This morning, beautiful sunshine and I wake up early, the kids still asleep. Even as I finish my exercising, I come back into a quiet house and the only sound comes from birds singing and a ticking clock…
I can feel how my body relaxes in this silence and struck by the intensity of the experience, I think back to a conversation with a colleague. She said “looking back, I don’t know how I did it. I guess I was just making sure I survive…”. The my visceral reaction to the silence this morning was a beautiful reminder of that.
I had a mini-version of surviving in the past months (and a few maxi-versions in my life earlier on). I tried to live and work in the middle of a construction site inside and around our house that interrupted my work, that left little silence to concentrate and was rich of disturbances of any kind. Once the noise had ebbed, the holes were filled, the dust had settled, I did what I always do – and I guess most of us: work extra-hard to catch up with “lost” time, go back to normal.

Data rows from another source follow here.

Issue #545, opened 2015-10-20
ZRLE support


jas8522:
I believe this may be related to the issue here: https://github.com/kanaka/noVNC/issues/528

The Repeater appears to be connecting perfectly, but when it attempts to negotiate with the server (through the repeater), the server indicates that it's using protocol version 003.016. Just like the user in the link above, I added 003.016 (although they were using 003.010) to the supported protocols and received:

Disconnected: unsupported encoding 16

Is there still no information on the type of encoding required to make this protocol version work?

According to Wikipedia encoding type 16 is File Transfer Protocol: https://en.wikipedia.org/wiki/RFB_protocol

jas8522:
Actually it seems the encoding may be ZRLE. I was interpreting 16 incorrectly. 16 corresponds to 0x00000010 hex, which according to the Wikipedia article should be ZRLE

DirectXMan12:
Well, we have a fairly performant zlib library now, so we should be able to support ZRLE.  I probably will not have time to get to it anytime soon, but we'd certainly be willing to accept PRs.

jas8522:
What do you think the chances are that the existing zlib library and this GNU rle encode/decode code can be paired up to implement ZRLE encoding in noVNC? http://www.marklomas.net/ch-egg/articles/rlejs.htm

kanaka:
@jas8522 pretty high if you implement it. ;-) There isn't any chance that I will get to this any time in the reasonable future. I suspect the same is true for @DirectXMan12. However, encodings are independent of each other so there is a good chance we would review and merge it in if there is a clean implementation (follows current coding style, doesn't break other tests, etc)

jas8522:
Hey Kanaka,

I wasn't attempting to have it created for me with that request, but rather to ask if anyone familiar with how RFB encoding typically works could indicate the best way to integrate that RLE code with the existing zlib library in noVNC. In other words, do you think I'm better off trying to build my ZRLE implementation from scratch or attempt to integrate the existing RLE Javascript code found above?

Do you have any tips for debugging an encoding type? In other words, what's best to test whether a section is working or not? I'm familiar with Javascript, but not so much with working with image tiles or display pixels. 

I'm working with the RFB documentation that includes the details of ZRLE. Any tips for how best to interpret their docs? It seems to me like starting with the HEXTILE code's usage of the FBU then modifying as necessary may work well. Thoughts on that?

CendioOssman:
Fixed via #1589.

PR #1589, opened 2021-10-05
Added support for ZRLE encoding

pauldumais:
Added support for ZRLE encoding, work mostly based on work done by #1283, just had to fix up the ZRLE palette tile decoding.  Also used the same fix to the inflator that #1587 did as well.  Tested against TightVNC Server on Windows and iDRAC VNC server.


rosmo:
Wow, this is really weird. @pauldumais I think you took a few notes from my PR (`allowIncomplete` for the inflator)? I think while this PR might be more straightforward, mine probably uses quite a bit less memory (I was testing on PC with 4k screen and the compressed data was around 4MB in size which decompressed is probably a lot more - I implemented a buffer system to reduce the memory usage. I'm also looking at the palette RLE decompression in this - I'm not sure if it supports padding bits correctly?

pauldumais:
It just so happened that we worked on it at the same time, I was attempting to get vnc connections working to iDRAC 8 servers, which requires ZRLE as the only encoding type supported, I noticed the work done by @Ekstazi on #1283 and worked on that as a base.  I noticed that @rosmo had put in the same fix with the `allowIncomplete` so I used the same fix for that file.  I ran the #1587 PR to see if I could use it instead of my changes and it appears to be to leave some weird rendering tearing artifacts on the screen, and mine renders the screen with no artifacts.

See the attached screenshot images in comparison:

pr1589
pr1587

pauldumais:
> Ok I understand. Thanks for testing the code from #1587 in your use case. Ideally the merged code should work well in both cases.
> 
> Despite it not being required for the code to work, I think the new encoding should be added to `core/encodings.js`.
> 
> You think you could write some unit tests for this? That's something we'd like to see before moving on.

I pushed my changes with unit tests.

CendioOssman:
Thanks. If you squash these commits together I can go ahead and merge this.

Did you test implementing this without modifying `Inflator`? It should be possible by inflating as you go, which in some cases means just a single byte.

samhed (changes requested):
One of the new ZRLE unit tests are failing it seems.

samhed (approved):
Looks good, thanks!

samhed:
Do you think you could squash your changes into one commit?

pdlan:
It seems that encodings.encodingZRLE is missing.

CendioOssman:
Indeed. Apparently we don't have a proper test for that part. I'll have a look.

CendioOssman:
Fixed in 65d6357cdf37f6523bf04cccadc8188f4fee462e. Thanks for noticing!

Neustradamus:
It is linked to:
- https://github.com/novnc/noVNC/issues/25
- https://github.com/novnc/noVNC/issues/545

PR #1590, opened 2021-10-05
Added support for Apple Remote Desktop authentication

pauldumais:
Added the support to perform authentication using the Apple Remote Desktop authentication protocol.  This required me to add the dependancy on the forge js encryption library for mobPow, MD5 and AES encryption.

### DIFF
--- a/core/rfb.js
+++ b/core/rfb.js
@@ -32,6 +32,8 @@ import RREDecoder from "./decoders/rre.js";
 import HextileDecoder from "./decoders/hextile.js";
 import TightDecoder from "./decoders/tight.js";
 import TightPNGDecoder from "./decoders/tightpng.js";
+import {MD5} from "./util/md5.js";
+import {modPow} from "./util/bigint-mod-arith.js";
 
 // How many seconds to wait for a disconnect to finish
 const DISCONNECT_TIMEOUT = 3;
@@ -1242,13 +1244,13 @@ export default class RFB extends EventTargetMixin {
                 break;
             case "003.003":
             case "003.006":  // UltraVNC
-            case "003.889":  // Apple Remote Desktop
                 this._rfbVersion = 3.3;
                 break;
             case "003.007":
                 this._rfbVersion = 3.7;
                 break;
             case "003.008":
+            case "003.889":  // Apple Remote Desktop
             case "004.000":  // Intel AMT KVM
             case "004.001":  // RealVNC 4.6
             case "005.000":  // RealVNC 5.3
@@ -1304,6 +1306,8 @@ export default class RFB extends EventTargetMixin {
                 this._rfbAuthScheme = 16; // Tight
             } else if (types.includes(2)) {
                 this._rfbAuthScheme = 2; // VNC Auth
+            } else if (types.includes(30)) {
+                this._rfbAuthScheme = 30; // ARD Auth
             } else if (types.includes(19)) {
                 this._rfbAuthScheme = 19; // VeNCrypt Auth
             } else {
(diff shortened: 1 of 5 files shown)


CendioOssman:
There is the crypto api available in modern browsers. Can't we use that and avoid having to ship extra things?

core/rfb.js
```diff
@@ -1496,6 +1499,76 @@ export default class RFB extends EventTargetMixin {
...
+        let sharedKey = serverPubKey.modPow(clientPrivKey, prime);
+
+        let md5Shared = forge.md.md5.create().update(forge.util.hexToBytes(sharedKey.toString(16))).digest();
+
+        let userPassword = this._rfbCredentials.username + '\0'
+                + forge.util.createBuffer(forge.random.generate(32)).toHex().substring(0, 63-this._rfbCredentials.username.length) +
+                this._rfbCredentials.password + '\0'
+                + forge.util.createBuffer(forge.random.generate(32)).toHex().substring(0, 63-this._rfbCredentials.password.length);
+
+        let packedUserPassword = forge.util.encodeUtf8(userPassword);
```
CendioOssman, line 1550: This seems odd. Are you sure this shouldn't be done to the fields before they are concatenated? Right now the total structure will have varying length, and you never send the length to the server.

CendioOssman (changes requested):

core/rfb.js
```diff
@@ -1496,6 +1499,76 @@ export default class RFB extends EventTargetMixin {
...
+        cipher.mode.pad = false;
+        cipher.start();
+        cipher.update(forge.util.createBuffer(packedUserPassword));
+        cipher.finish();
+
+        let data = this._stringToAsciiByteArray(cipher.output.data);
+        this._sock.send(data);
+
+        let pubBytes = clientPubKey.toByteArray();
+        if (pubBytes.length==129) {
```
CendioOssman, line 1563: This seems odd to hard code. Doesn't it depend on the key length?

CendioOssman (changes requested):

pauldumais:
> There is the crypto api available in modern browsers. Can't we use that and avoid having to ship extra things?

The Apple Remote Desktop authentication mechanism needs the follow cryptographic functions:
1) Support for BigInteger (it looks like web crypto has this)
2) Support for modpow function on BigInteger, I did not find this in web crypto
3) MD5 hashing, web crypto does not support this
4) AES-ECB encryption, web crypto has some AES but not ECB from what I can tell

core/rfb.js
pauldumais: The packed user password is always, 128 bytes in length, but you are right if someone who has a user or password that is larger than 63 characters this would not work, I can change the code to handle that case.

core/rfb.js
pauldumais: > This seems odd to hard code. Doesn't it depend on the key length?

For some reason sometimes the client pub key comes out at 129 bytes with an extra 0 at the beginning, i'm not sure why it's happening but this fixes that case and makes it work all the time.

core/rfb.js
CendioOssman: My point was that encoding it to UTF8 **expands** the data. A 128 character string might end up being 140 bytes once you've encoded it. You should do the encoding as the **first** step, not the last.

core/rfb.js
CendioOssman: Right, that is common. However specifically `129` seems wrong. `clientPubKey` is `keyLength` bytes large, not always 128. I'm assuming in your test `keyLength` happens to be 128 bytes?

CendioOssman:
> * Support for BigInteger (it looks like web crypto has this)
> 

BigInt is a language feature that seems to be present on all modern browsers. It doesn't seem to have the nice conversion functions that forge has, but most things are there.

> * Support for modpow function on BigInteger, I did not find this in web crypto
> 

They don't seem to expose anything for this, no. But from what I can gather a modpow function is just a handful of lines.

> * MD5 hashing, web crypto does not support this
> 

Annoying. They apparently decided to explicitly drop older stuff. It may not be secure these days, but it is still common in older protocols. :/

> * AES-ECB encryption, web crypto has some AES but not ECB from what I can tell

ECB is the brain dead chaining so it doesn't have an explicit mode. It's just doing AES without modification repeatedly.

forge is rather large, so I think it would be nice if we could do something simpler since we only seem to need a few percent of it. It looks like what we need is some MD5 code, a modpow function, and some conversion to byte arrays. That should be possible in way less than the 1 MiB that forge takes up. This is a load time that's enforced on all users after all.

pauldumais:
> forge is rather large, so I think it would be nice if we could do something simpler since we only seem to need a few percent of it. It looks like what we need is some MD5 code, a modpow function, and some conversion to byte arrays. That should be possible in way less than the 1 MiB that forge takes up. This is a load time that's enforced on all users after all.

Yes I agree a solution that did not depend on forge would be great.  I will work on a solution now.

pdlan:
WebCrypto API only works on secure contexts so you can’t use it without TLS. Also, its API uses asynchronous Promise and I have no idea how to combine it with noVNC.

CendioOssman:
The browser has taken the stand that new APIs will require TLS, so that will be a de facto requirement for the modern web. So I see it as natural that noVNC will require it.

pauldumais:
> The browser has taken the stand that new APIs will require TLS, so that will be a de facto requirement for the modern web. So I see it as natural that noVNC will require it.

I pushed the changes to support web crypto instead of forge.  I needed to add support for BigInt and modpow, so to do that I had to add the es2020 requirement.  Another option would be to use BigInteger.js instead but that would inflate the size a bit bigger.  I also had to perform the web crypto in an async block, but it appears to connect and authenticate properly.

CendioOssman:
BigInt seems to be well supported by all the major browsers, so I don't see an issue raising the requirements.

core/rfb.js
```diff
@@ -1496,6 +1500,99 @@ export default class RFB extends EventTargetMixin {
...
+        let password = encodeUtf8(this._rfbCredentials.password).substring(0, 63);
+
+        let paddedUsername = username + '\0' + bytesToHex(window.crypto.getRandomValues(new Uint8Array(34))).substring(0, 63);
+        let paddedPassword = password + '\0' + bytesToHex(window.crypto.getRandomValues(new Uint8Array(34))).substring(0, 63);
+
+        let credentials = paddedUsername.substring(0, 64) + paddedPassword.substring(0, 64);
+
+        let sharedKeyString = Array.from(hexToBytes(sharedKey.toString(16)), byte => String.fromCharCode(byte)).join('');
+
+        (async () => {
```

And just this morning I thought: how about getting curious how I survived? How about taking time to acknowledge I had a rough moment? How about taking time to recover before I press on?
And so here I am, taking my own medicine. With my clients, I often work on topics that involve trusting themselves and taking care of themselves. Over and over I see the power of just acknowledging: “it’s a lot that I do, and it’s Ok to feel tired”. That releases a lot of the weight of self-judgment, of the thinking that whatever I do, it’s never enough.
Even if there is little or no time to rest, taking a moment to notice what I went through and which capability supported me can recharge me quite a bit. In my mini-survival that was: I can be creative in finding places to work, I can delegate and set boundaries, I can overlook dirt and chaos, I’m OK without warm water for a few days in a row.
Today, I feel less guilty enjoying a work-free moment, enjoying that my kids sleep in (they are on vacation) and I do not get any request from them (yet). And I take my recovery more seriously.
How about you? What was a had moment you went though? How did you acknowledge it?
I’d love to hear from you!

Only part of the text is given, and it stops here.